Task to complete. All of the entries are to be restated word for word.

Collected data entries:
PR #1177, opened 2018-09-19
Sentry

aenario:


core/sentry.js
```diff
@@ -0,0 +1,112 @@
...
+
+    isRavenConfigured = true
+    log.info('Raven configured !')
+  } catch (err) {
+    log.error({err}, 'Could not load Raven, errors will not be sent to Sentry')
+  }
+}
+
+const handleBunyanMessage = (msg) => {
+  const level = msg.level >= 50 ? 'error' : msg.level === 40 ? 'warning' : 'info'
```
sebn: Bunyan has a few constants for those:

```js
const bunyan = require('bunyan')
bunyan.ERROR // 50
bunyan.WARN // 50
bunyan.INFO // 50
```

core/sentry.js
```diff
@@ -0,0 +1,112 @@
...
+  if (msg.sentry || (msg.err && msg.err.sentry)) {
+    if (msg.err) {
+      const extra = omit(msg, 'err', 'tags')
+      Raven.captureException(bunyanErrToSentry(msg.err), { extra, level })
+    } else {
+      const extra = omit(msg, 'msg', 'tags')
+      Raven.captureMessage(msg.msg, { extra, level })
+    }
+  } else { // keep it as breadcrumb
+    Raven.captureBreadcrumb({
```
sebn: Does breadcrumbs really help even without wrapping with `Raven.context(() => { ... })`?
Or should we wrap a few key parts with it? (e.g. `RemoteWatcher#pull*()`, `LocalWatcher#onFlush(...)`, `Sync#apply(...)`?

core/sentry.js
```diff
@@ -0,0 +1,112 @@
+/* @flow */
+
+const Raven = require('raven')
+const logger = require('./logger')
+const log = logger({
+  component: 'Sentry'
+})
+
+const { omit } = require('lodash')
```
sebn: `const _ = require('lodash')`? (less changes in future patches in case we use more functions)

core/sentry.js
```diff
@@ -0,0 +1,112 @@
...
+
+const DOMAIN_REGEXP = /^https?:\/\/([a-zA-Z0-9-.]+)(?::\d{2,5})?\/?$/
+const SENTRY_REF = `ed6d0a175d504ead84851717b9bdb72e:324375dbe2ae4bbf8c212ae4eaf26289`
```
sebn: Are Cozy webapps refs embedded like this too? I mean, is there a way to prevent anybody from spamming our Sentry without being identified easily?

sebn:
Also, do you believe code is sufficiently covered by existing unit tests so we don't need new ones? (I have no idea)

package.json
```diff
@@ -103,6 +103,7 @@
     "opn": "5.0.0",
     "pouchdb": "^6.2.0",
     "pouchdb-find": "^6.2.0",
+    "raven": "^2.6.4",
```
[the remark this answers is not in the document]
aenario: Essayons!

core/sentry.js
aenario: We do everything sequentially, I don't think we need concept.

core/sentry.js
aenario: Yes and No

core/sentry.js
```diff
@@ -0,0 +1,112 @@
...
+  }
+}
+
+// TODO: make Flow happy with extended error type
+function flag (err/*: Object */) {
+  err.sentry = true
+  return err
+}
+
+if (!process.env.DEBUG && !process.env.TESTDEBUG && !process.env.COZY_NO_SENTRY) {
```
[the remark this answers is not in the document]
aenario: `.env.dev` already have DEBUG=1

core/sentry.js
aenario: I would apply the rule of 3 (if we start using more than 2 functions from lodash, better to import the whole module) but it's true I have a weird illogical dislike of the `_.xxxxx` syntax

core/sentry.js
```diff
@@ -0,0 +1,112 @@
...
+  } else { // keep it as breadcrumb
+    Raven.captureBreadcrumb({
+      msg: msg.msg,
+      category: msg.component,
+      data: omit(msg, ['component', 'pid', 'name', 'hostname', 'level', 'time', 'v', 'msg'])
+    })
+  }
+}
+
+// TODO: make Flow happy with extended error type
```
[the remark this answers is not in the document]
aenario: Could not get it to work without putting a `// $FlowFixMe` on every call site

core/sentry.js
```diff
@@ -0,0 +1,112 @@
...
+const fatalErrorHandler = (err, sendErr, eventId) => {
+  if (sendErr) log.error({err, sendErr}, 'Fatal error, unable to send to sentry')
+  else log.error({err, eventId}, 'Fatal error, sent to sentry')
+  process.exit(1) // eslint-disable-line no-process-exit
+}
+
+const bunyanErrToSentry = (data) => {
+  if (data instanceof Error) return data
+  // TODO: make Flow happy with extended error type
+  const error /*: Object */ = new Error(data.message)
```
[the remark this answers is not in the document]
aenario: Sentry does a ton of magic when the object is not actually an `Error`

https://github.com/getsentry/sentry-javascript/blob/17481d6e25cd76e39d2447a1a968e8d933a410ae/packages/node/src/backend.ts#L33
https://github.com/getsentry/sentry-javascript/blob/17481d6e25cd76e39d2447a1a968e8d933a410ae/packages/utils/src/is.ts#L8

core/sentry.js
```diff
@@ -0,0 +1,112 @@
...
+  error.name = data.name
+  error.stack = data.stack
```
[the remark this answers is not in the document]
aenario: Bunyan apparently has already transformed the error instance into a POJO at this level.

core/sentry.js
```diff
@@ -0,0 +1,112 @@
...
+})
+
+const { omit } = require('lodash')
+
+const DOMAIN_REGEXP = /^https?:\/\/([a-zA-Z0-9-.]+)(?::\d{2,5})?\/?$/
+const SENTRY_REF = `ed6d0a175d504ead84851717b9bdb72e:324375dbe2ae4bbf8c212ae4eaf26289`
+const SENTRY_DSN = `https://${SENTRY_REF}@sentry.cozycloud.cc/91`
+const DOMAIN_TO_ENV = {
+  'cozy.tools': 'development',
+  'cozy.works': 'development',
```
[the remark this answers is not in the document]
aenario: YAGNI

core/sentry.js
```diff
@@ -0,0 +1,112 @@
...
+  try {
+    const { appVersion, cozyUrl } = clientInfos
+    const { domain, instance, environment } = toSentryContext(cozyUrl)
+    Raven.config(SENTRY_DSN, {
+      release: appVersion,
+      environment,
+      tags: { domain, instance }
+    }).install(fatalErrorHandler)
+
+    isRavenConfigured = true
```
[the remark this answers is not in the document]
aenario: Copied this without thinking from `konnector/libs`

core/sentry.js
sebn: :ok_hand:

core/sentry.js
sebn: :ok_hand:

core/sentry.js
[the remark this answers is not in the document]
sebn: Oh, I misread the condition.

core/sentry.js
sebn: Prefixing functions with the module/namespace they're coming from is considered good practice in at least 3 languages I know of: Go, Elm and Clojure.
So I was assuming it would be a good idea to do the same in JS :P

sebn: Knowing lodash myself, I would have guessed an unprefixed `omit(...)` function call would be lodash-related. But knowing is always more comfortable than guessing :see_no_evil:

package.json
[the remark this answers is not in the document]
aenario: So the answer is HELL NO!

Response area.
PR #1177, opened 2018-09-19
Sentry

aenario:


core/sentry.js
```diff
@@ -0,0 +1,112 @@
...
+
+    isRavenConfigured = true
+    log.info('Raven configured !')
+  } catch (err) {
+    log.error({err}, 'Could not load Raven, errors will not be sent to Sentry')
+  }
+}
+
+const handleBunyanMessage = (msg) => {
+  const level = msg.level >= 50 ? 'error' : msg.level === 40 ? 'warning' : 'info'
```
sebn: Bunyan has a few constants for those:

```js
const bunyan = require('bunyan')
bunyan.ERROR // 50
bunyan.WARN // 50
bunyan.INFO // 50
```

core/sentry.js
```diff
@@ -0,0 +1,112 @@
...
+  if (msg.sentry || (msg.err && msg.err.sentry)) {
+    if (msg.err) {
+      const extra = omit(msg, 'err', 'tags')
+      Raven.captureException(bunyanErrToSentry(msg.err), { extra, level })
+    } else {
+      const extra = omit(msg, 'msg', 'tags')
+      Raven.captureMessage(msg.msg, { extra, level })
+    }
+  } else { // keep it as breadcrumb
+    Raven.captureBreadcrumb({
```
sebn: Does breadcrumbs really help even without wrapping with `Raven.context(() => { ... })`?
Or should we wrap a few key parts with it? (e.g. `RemoteWatcher#pull*()`, `LocalWatcher#onFlush(...)`, `Sync#apply(...)`?

core/sentry.js
```diff
@@ -0,0 +1,112 @@
+/* @flow */
+
+const Raven = require('raven')
+const logger = require('./logger')
+const log = logger({
+  component: 'Sentry'
+})
+
+const { omit } = require('lodash')
```
sebn: `const _ = require('lodash')`? (less changes in future patches in case we use more functions)

core/sentry.js
```diff
@@ -0,0 +1,112 @@
...
+
+const DOMAIN_REGEXP = /^https?:\/\/([a-zA-Z0-9-.]+)(?::\d{2,5})?\/?$/
+const SENTRY_REF = `ed6d0a175d504ead84851717b9bdb72e:324375dbe2ae4bbf8c212ae4eaf26289`
```
sebn: Are Cozy webapps refs embedded like this too? I mean, is there a way to prevent anybody from spamming our Sentry without being identified easily?

sebn:
Also, do you believe code is sufficiently covered by existing unit tests so we don't need new ones? (I have no idea)

package.json
```diff
@@ -103,6 +103,7 @@
     "opn": "5.0.0",
     "pouchdb": "^6.2.0",
     "pouchdb-find": "^6.2.0",
+    "raven": "^2.6.4",
```
[the remark this answers is not in the document]
aenario: Essayons!

core/sentry.js
aenario: We do everything sequentially, I don't think we need concept.

core/sentry.js
aenario: Yes and No

core/sentry.js
```diff
@@ -0,0 +1,112 @@
...
+  }
+}
+
+// TODO: make Flow happy with extended error type
+function flag (err/*: Object */) {
+  err.sentry = true
+  return err
+}
+
+if (!process.env.DEBUG && !process.env.TESTDEBUG && !process.env.COZY_NO_SENTRY) {
```
[the remark this answers is not in the document]
aenario: `.env.dev` already have DEBUG=1

core/sentry.js
aenario: I would apply the rule of 3 (if we start using more than 2 functions from lodash, better to import the whole module) but it's true I have a weird illogical dislike of the `_.xxxxx` syntax

core/sentry.js
```diff
@@ -0,0 +1,112 @@
...
+  } else { // keep it as breadcrumb
+    Raven.captureBreadcrumb({
+      msg: msg.msg,
+      category: msg.component,
+      data: omit(msg, ['component', 'pid', 'name', 'hostname', 'level', 'time', 'v', 'msg'])
+    })
+  }
+}
+
+// TODO: make Flow happy with extended error type
```
[the remark this answers is not in the document]
aenario: Could not get it to work without putting a `// $FlowFixMe` on every call site

core/sentry.js
```diff
@@ -0,0 +1,112 @@
...
+const fatalErrorHandler = (err, sendErr, eventId) => {
+  if (sendErr) log.error({err, sendErr}, 'Fatal error, unable to send to sentry')
+  else log.error({err, eventId}, 'Fatal error, sent to sentry')
+  process.exit(1) // eslint-disable-line no-process-exit
+}
+
+const bunyanErrToSentry = (data) => {
+  if (data instanceof Error) return data
+  // TODO: make Flow happy with extended error type
+  const error /*: Object */ = new Error(data.message)
```
[the remark this answers is not in the document]
aenario: Sentry does a ton of magic when the object is not actually an `Error`

https://github.com/getsentry/sentry-javascript/blob/17481d6e25cd76e39d2447a1a968e8d933a410ae/packages/node/src/backend.ts#L33
https://github.com/getsentry/sentry-javascript/blob/17481d6e25cd76e39d2447a1a968e8d933a410ae/packages/utils/src/is.ts#L8

core/sentry.js
```diff
@@ -0,0 +1,112 @@
...
+  error.name = data.name
+  error.stack = data.stack
```
[the remark this answers is not in the document]
aenario: Bunyan apparently has already transformed the error instance into a POJO at this level.

core/sentry.js
```diff
@@ -0,0 +1,112 @@
...
+})
+
+const { omit } = require('lodash')
+
+const DOMAIN_REGEXP = /^https?:\/\/([a-zA-Z0-9-.]+)(?::\d{2,5})?\/?$/
+const SENTRY_REF = `ed6d0a175d504ead84851717b9bdb72e:324375dbe2ae4bbf8c212ae4eaf26289`
+const SENTRY_DSN = `https://${SENTRY_REF}@sentry.cozycloud.cc/91`
+const DOMAIN_TO_ENV = {
+  'cozy.tools': 'development',
+  'cozy.works': 'development',
```
[the remark this answers is not in the document]
aenario: YAGNI

core/sentry.js
```diff
@@ -0,0 +1,112 @@
...
+  try {
+    const { appVersion, cozyUrl } = clientInfos
+    const { domain, instance, environment } = toSentryContext(cozyUrl)
+    Raven.config(SENTRY_DSN, {
+      release: appVersion,
+      environment,
+      tags: { domain, instance }
+    }).install(fatalErrorHandler)
+
+    isRavenConfigured = true
```
[the remark this answers is not in the document]
aenario: Copied this without thinking from `konnector/libs`

core/sentry.js
sebn: :ok_hand:

core/sentry.js
sebn: :ok_hand:

core/sentry.js
[the remark this answers is not in the document]
sebn: Oh, I misread the condition.

core/sentry.js
sebn: Prefixing functions with the module/namespace they're coming from is considered good practice in at least 3 languages I know of: Go, Elm and Clojure.
So I was assuming it would be a good idea to do the same in JS :P

sebn: Knowing lodash myself, I would have guessed an unprefixed `omit(...)` function call would be lodash-related. But knowing is always more comfortable than guessing :see_no_evil:

package.json
[the remark this answers is not in the document]
aenario: So the answer is HELL NO!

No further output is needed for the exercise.